No. Sorry. But you can google corgis and GSDs and see how long their coats are.


----------



## Cheetah (May 25, 2006)

Normally, corgis and german shepherds don't have super long hair - and they both have undercoats and guard hairs that protect them from not only the cold, but the heat and sun.
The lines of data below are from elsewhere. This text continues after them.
PR #1931, opened 2026-09-05
Read the map patch counts in the order servers send them

Pactor:
The 0xBF 0x18 packet carries, per facet, a count of patched statics blocks and a count of patched land blocks. This read land first. RunUO, ServUO and ModernUO all write statics first - ModernUO in
OutgoingMapPackets.SendMapPatches - so the two counts arrive swapped.

The failure is silent, which is why it can sit here unnoticed. A shard that patches land and not statics sends (0, n). Read the wrong way round that is "no land patches" plus n statics patches, and those n then clamp to zero against an empty stadifl. Nothing throws, nothing is logged, and the ground stays exactly as it was while the server is certain it changed - so the server and the client disagree about the world with no symptom beyond players walking through scenery that is not there, or into scenery that is.

Found by patching a facet and watching the server report 52 patched land blocks while the client drew none of them.

### DIFF
--- a/src/ClassicUO.Assets/MapLoader.cs
+++ b/src/ClassicUO.Assets/MapLoader.cs
@@ -461,10 +461,23 @@ namespace ClassicUO.Assets
                     continue;
                 }
 
-                int mapPatchesCount = (int)reader.ReadUInt32BE();
-                MapPatchCount[i] = mapPatchesCount;
+                // Statics first, then land.
+                //
+                // This was the other way round, and it silently disabled land patching against
+                // every server that sends this packet. RunUO, ServUO and ModernUO all write the
+                // statics count first - ModernUO in OutgoingMapPackets.SendMapPatches - so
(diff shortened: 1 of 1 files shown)


andreakarasho:
Oh that's a good catch! Maybe worth to fix this  too https://docs.polserver.com/packets/index.php?Packet=0xBF

andreakarasho (approved):

Pactor:
I have written https://github.com/Pactor/ModernUOIDE which needs all 5 of
my PR's updated to work

Had a look through the rest of 0xBF against what ModernUO actually sends —
0x10, 0x19, 0x1B and 0x22 all read correctly, so 0x18 seems to have been
the only one. Two small things if you want them: Send_CastSpell reads
GetPacketLength(ID) when it may be sending 0x12 (no effect today, both are
-1), and the polserver page has 0x22's first field as BYTE[2] when it's one
byte.

PR #1933, opened 2026-09-06
Size a tiled button to the area it tiles, and centre its item

Pactor:
Two bugs in ButtonTileArt, both about the last two arguments of the
gump command - the width and height of the region the art covers.

Size. Button's constructor sizes itself from its gump art, which is
right for a button whose art is its face and wrong for this one: the
whole point of buttontileart is that a small piece of art covers a
large region. Left at the art's size, ContainsByBounds tests a box the
size of one tile, so a list row two hundred pixels wide made from an
eight pixel strip is clickable for eight pixels of it.

The rest is not merely dead - it falls through to the gump behind, and
a gump is draggable, so pressing the middle of a row or a slider picks
the window up and moves it. That is how this was found.

Placement. The item was drawn at x + _tileX, y + _tileY - offset by the
button's own size. In a grid of cells that puts every item in the next
cell down and to the right, and the last column's items outside the
panel altogether. An item drawn at its container's size is drawn past
its far corner, so this cannot have been meant.

To see it: send a buttontileart with a width and height much larger
than its art, and click the far side of it.

### DIFF
--- a/src/ClassicUO.Client/Game/UI/Controls/ButtonTileArt.cs
+++ b/src/ClassicUO.Client/Game/UI/Controls/ButtonTileArt.cs
@@ -4,6 +4,7 @@ using ClassicUO.Game.Scenes;
 using ClassicUO.Renderer;
 using ClassicUO.Utility;
 using Microsoft.Xna.Framework;
+using System;
 using System.Collections.Generic;
 
 namespace ClassicUO.Game.UI.Controls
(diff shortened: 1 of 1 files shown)


andreakarasho:
Could you do a comparision between CUO and CC?

Pactor:
I am going to assume you mean classic client, login encryption is a stream
xor, if the official client connects unencrypted, a proxy can view it all
in plantext, and do you mean 0xBF for classic ? I can set up a logger and
run it, but not sure how much info that will give me

andreakarasho:
You can use any 3th party assistant to connect to any server and check graphically the classic client (CC)

Pactor:
well, this took awhile, Had a proper look at 0xBF. Two things.

The docs are wrong on 0x22. The page says the first field is BYTE[2]; it's
one byte. ModernUO writes (ushort)11 as the length then seven bytes of
payload — two bytes there would make 12. ClassicUO's Skip(1) is correct, so
anyone "fixing" it to match the page would break damage numbers.

And a real difference between CUO and CC. The Classic Client sends 0xBF
0x24 as a heartbeat — 6 bytes, one byte of payload, every ~3.6s (2.6–5.1s
range), independent of what the player is doing. Measured over 158 seconds
through a proxy. ClassicUO never sends it and has no case 0x24, so an
inbound one hits Log.Warn. That's the subcommand the page lists as "Unknown
(UOSE introduced)" — it can now say what it is.

Nothing observably broke without it, so whether it matters is your call.
But it was invisible from either codebase.

andreakarasho (approved):

Issue #1771, opened 2025-03-02
[Feature Request] Walking through people and mobs, and verdata.mul


Shelushun:
1. Please add a feature that allows to pass through mobs and NPCs. 
2. Allow the modified verdata.mul to be used on the original client

bittiez:
> 1. Please add a feature that allows to pass through mobs and NPCs.
> 2. Allow the modified verdata.mul to be used on the original client

1. Is a server side request, not client side

2. I think you can use verdata, you need to enable it in your `settings.json` file I believe

Shelushun:
1. Not quite. If you use Yoko Injection, then there is a setting that allows you to pass through people and mobs.

![Image](https://github.com/user-attachments/assets/33e4cd8b-de4e-4c0a-a50a-5d003cd1c7c7)

2. I'll check it out and come back with an answer.
upd
I found the "use_verdata" setting: true
And what command can I use to specify the path to the verdict file?

bittiez:
> 1. Not quite. If you use Yoko Injection, then there is a setting that allows you to pass through people and mobs.
> 
> ![Image](https://github.com/user-attachments/assets/33e4cd8b-de4e-4c0a-a50a-5d003cd1c7c7)
> 
> 2. I'll check it out and come back with an answer.
>    upd
>    I found the "use_verdata" setting: true
>    And what command can I use to specify the path to the verdict file?

I forgot yoko injection exists, and I forgot I think there is something in CUO that checks your stamina and stops you from walking through people if your low on stamina or something like that, I don't think there is an option built in though

2. I think it should just read the verdata inside the same location as the rest of your uo data files

jabinb:
Seems more like an assistant feature (intercepting player flags to add `IgnoreMobiles`). 

Personally I think it's not very useful as you'll just get rubber-banding due to the shard rejecting the move (like ServUO).
Unsure what the context is but if you're the shard owner you can just set all players to have `IgnoreMobiles`.

Shelushun:
> I forgot yoko injection exists, and I forgot I think there is something in CUO that checks your stamina and stops you from walking through people if your low on stamina or something like that, I don't think there is an option built in though
> 
> 2. I think it should just read the verdata inside the same location as the rest of your uo data files

1. All right. If your STM is <DEX, then you won't be able to pass through mobs. I want to fix it.
2. If I run the game through Yoko Injection or the client, then everything is readable. If I run it through ClassicUO, then there is no reading

[...]

PR #1938, opened 2026-09-21
Apply verdata.mul animation patches (FileID 6)

sharabdin1988:
# Apply `verdata.mul` animation patches (FileID 6)

Fixes the animation half of #1771: a shard can ship custom animations (mounts,
creatures, clothing) **only** as `verdata.mul` patches, and ClassicUO renders
those mobiles without them — while the original client (and any client that
reads `verdata.mul`) shows them normally.

## Why it does not work today

`UOFileManager` applies verdata patches for FileID `0, 2, 4, 12, 14, 16, 30, 32`
and explicitly drops the two animation ones:

```csharp
// src/ClassicUO.Assets/UOFileManager.cs
else if (vh.FileID != 5 && vh.FileID != 6)
{
    Log.Warn($"Unused verdata block\tFileID: {vh.FileID}\tBlockID: {vh.BlockID}");
}
```

FileID `6` is a patch of `anim.mul` (as `4` is a patch of `art.mul`), and
`AnimationsLoader.GetIndices()` always builds its index array from `anim*.idx`
and reads frames from `_files[fileIndex]`. So a block that has no bytes in
`anim.mul`/`anim.idx` — exactly the case a shard patches in — stays empty.

The intent to support this is already in the code: `AnimationDirection` in
`ClassicUO.Renderer` has

```csharp
public bool IsVerdata;   // src/ClassicUO.Renderer/Animations/AnimationDirection.cs
```

and `git grep IsVerdata` on current `main` returns **that single line** — the
field is never assigned and never read. This PR wires it up.

## What the patch does

`src/ClassicUO.Assets/AnimationsLoader.cs`

* Builds a lazy `Dictionary<uint, UOFileIndex5D>` of the FileID `6` patches
  (block index → position/length inside `verdata.mul`), invalidated in `Load()`.
* After the MUL indices are read in `GetIndices()`, applies the patches for
  `fileIndex == 0` (`anim.mul`). The `anim2..anim5` files have their own block
  numbering and are never patched through `verdata.mul`, so nothing else is
  touched.
* A patch with `length == 0` is the "deleted block" marker (Verdata entries can
  carry `offset = -1, length = 0`); such a block is turned into an empty one and
  `ReadMULAnimationFrames` returns no frames for it — the block is really gone.
* `ReadMULAnimationFrames(int fileIndex, AnimationDirection index, bool isVerdata = false)`
  reads from `FileManager.Verdata.File` when the block came from a patch, since
  `anim.mul` contains no bytes for it at all. The `fileIndex` bounds check is
  skipped in that case (the block does not live in `_files[fileIndex]`).
* `AnimationDirection` gained `public bool IsVerdata;`.

`src/ClassicUO.Renderer/Animations/Animation.cs`

* Copies `IsVerdata` from the loader index into `index.Groups[i].Direction[d]`.
* Passes `groupObj.Direction[dir].IsVerdata` to `ReadMULAnimationFrames`.

## Tested

* `dotnet build src/ClassicUO.Renderer/ClassicUO.Renderer.csproj -c Release`
  (.NET SDK 10.0.401, Linux, all submodules initialised) — build succeeded,
  0 errors, no new warnings from the touched files.
* Against a live shard (`middle-earth.ru`, 652 verdata patches of which 122 are
  FileID `6`): bodies `442`, `443`, `558` (custom mounts and a "wings" cloak
  whose `AnimID`s exist only in `verdata.mul`) now animate. Before the fix those
  blocks are missing in `anim.mul`, so the mobiles are drawn with no animation
  at all. Patch #35 of that file is a `length = 0` marker, which is the case
  handled above.
* Same fix has been running in the Android/Unity port of ClassicUO
  (MobileUO — https://github.com/MobileUO/MobileUO/pull/110) on the same shard.

## Notes / out of scope

* FileID `5` (patches of the `anim.idx` file itself) is still ignored, as
  before. I have not seen a shard use it; handling it would mean patching the
  `.idx` entries themselves rather than one animation block.
* UOP animations are not affected in any way.
* With no FileID `6` patches in `verdata.mul`, behaviour is unchanged (the
  patch map is empty and no index field is modified).


sharabdin1988:
Small logistic note: the `Build-Test` workflow on this PR is paused at `action_required` (first-time contributor to this repository), so it needs a maintainer to approve the run before CI can compile the change. The patch was verified locally against this exact `main` (`007ef8c`) with .NET SDK 10.0.401 — `dotnet build src/ClassicUO.Renderer/ClassicUO.Renderer.csproj -c Release` succeeds with 0 errors. Happy to adjust anything once the run goes through.

andreakarasho (approved):

Issue #74, opened 2020-02-21
Unencrypted data left behind after credentials are flushed


TheLocehiliosan:
Steps to reproduce:

1. Clone transcrypt-enabled repo
2. Run `transcrypt` with valid credentials
3. Run `git log -p` (displaying all change sets, included encrypted ones)
4. Run `transcrypt -f` (flushing the credentials)
5.
    A.  Run `for object in $(cat .git/refs/notes/textconv/crypt); do git show $object; done` (you'll see previously cached unencrypted data)

    or

    B.  Run `transcrypt` with **invalid credentials** (encrypted data should NOT be available at this time)
        Run `git log -p` (you'll see previously cached unencrypted data)

I looked into this, and the reason this data is left unencrypted is due to the setting `diff.crypt.cachetextconv=true`. I image this has been done for efficiency/speed, but the result is unencrypted data left behind. I can think of two ways to handle this problem.

1. Make `cachetextconv=true` optional, defaulting to `false`. This might be the simplest fix. Today this is hard-coded to `true`.
2. Upon `--flush`, hunt down any cached data. This data can be found by inspecting `<GIT_DIR>/refs/notes/textconv/crypt`. That will contain a list of git objects that need to be removed. This is probably more difficult, but might be best because then caching could be used.

jmurty:
Hi @TheLocehiliosan thanks for the report and reproduction steps. I confirmed the issue, and found that it also occurs when you uninstall transcrypt which also removes the creds and shouldn't leave behind (non-obvious) plaintext data.

I have applied a fix in the branch [74-clear-cached-plaintext-when-creds-flushed](https://github.com/elasticdog/transcrypt/tree/74-clear-cached-plaintext-when-creds-flushed), could you confirm that running `transcrypt -f` with the *transcrypt* script from that branch removes the unencrypted data?

The fix was relatively simple, though it does require a `git prune` to properly remove the plaintext objects which may not be safe to do without warning the user: 
https://github.com/elasticdog/transcrypt/pull/89/commits/80e9498f8cbc1e740a23847c915df7f7000eda3f#diff-2080fe2b0bfa1edd69c751a9d3978fb5R498-R501

TheLocehiliosan:
@jmurty - This is pretty close, but I think depending on how long the transcrypt credentials have been present, it is still possible for encrypted data to be present. `git prune` doesn't effect unreachable objects which have already been packed. I verified this by adjusting my reproduction steps like so:

[...]

PR #89, opened 2020-05-30
Remove cached plaintext of secret files on uninstall or flush

jmurty:
Fix issue #74 where flushing transcrypt credentials or uninstalling can leave cached plaintext versions of secret files in Git's object database with relatively easy-to-find refs.

### DIFF
--- a/tests/test_cleanup.bats
+++ b/tests/test_cleanup.bats
@@ -1,0 +1,92 @@
+#!/usr/bin/env bats
+
+load $BATS_TEST_DIRNAME/_test_helper.bash
+
+SECRET_CONTENT="My secret content"
+SECRET_CONTENT_ENC="U2FsdGVkX1/kkWK36bn3fbq5DY2d+JXL2YWoN/eoXA1XJZEk9JS7j/856rXK9gPn"
+
+@test "cleanup: transcrypt -f flush clears cached plaintext" {
+  encrypt_named_file sensitive_file "$SECRET_CONTENT"
+
+  # Confirm working copy file is decrypted
+  run cat sensitive_file
+  [ "$status" -eq 0 ]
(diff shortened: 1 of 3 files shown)


jmurty:
Hi @elasticdog the relatively simple fix in 80e9498 solves the problem, though I'm not sure how safe it is to run an explicit `git prune` without warning the user?

tests/test_cleanup.bats
```diff
@@ -0,0 +1,102 @@
...
+  [[ "${output}" = *"+$SECRET_CONTENT" ]]  # Check last line of patch
+
+  # Look up notes ref to cached plaintext
+  [[ -f $BATS_TEST_DIRNAME/.git/refs/notes/textconv/crypt ]]
+  cached_plaintext_obj=$(cat $BATS_TEST_DIRNAME/.git/refs/notes/textconv/crypt)
+
+  # Confirm plaintext is cached
+  run git show "$cached_plaintext_obj"
+  [ "$status" -eq 0 ]
+  [[ "${output}" = *"+$SECRET_CONTENT" ]]  # Check last line of patch
```
elasticdog, line 28: Is there significance to the inconsistent use of `[` versus `[[` for tests? I see it in some of the upstream bats-core examples as well, but wasn't sure if it's intentional.

jmurty: I have been following what seemed like common practice for bats and used single `[` `]` by default, and only "upgraded" to more powerful tests with double `[[` `]]` when it is necessary, as it is for the wildcard output matching in this example.

I can't think of a good reason to keep this distinction. I'll add a task to the prep-for-release PR to convert all single brackets in tests to double brackets for consistency, and to make it slightly less fiddly to write tests.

As long as you brush the coat to keep it in order, it keeps working to protect them.

Here's a normal corgi:









And a normal german shepherd:









So, full-grown, your dog will probably have a coat similar to one or the other.


----------



## Raggs (Jan 10, 2007)

Corgies are considered a plush coat breed. GSD's come in short, plush and long coat, so googling coats wont do you any bit of good..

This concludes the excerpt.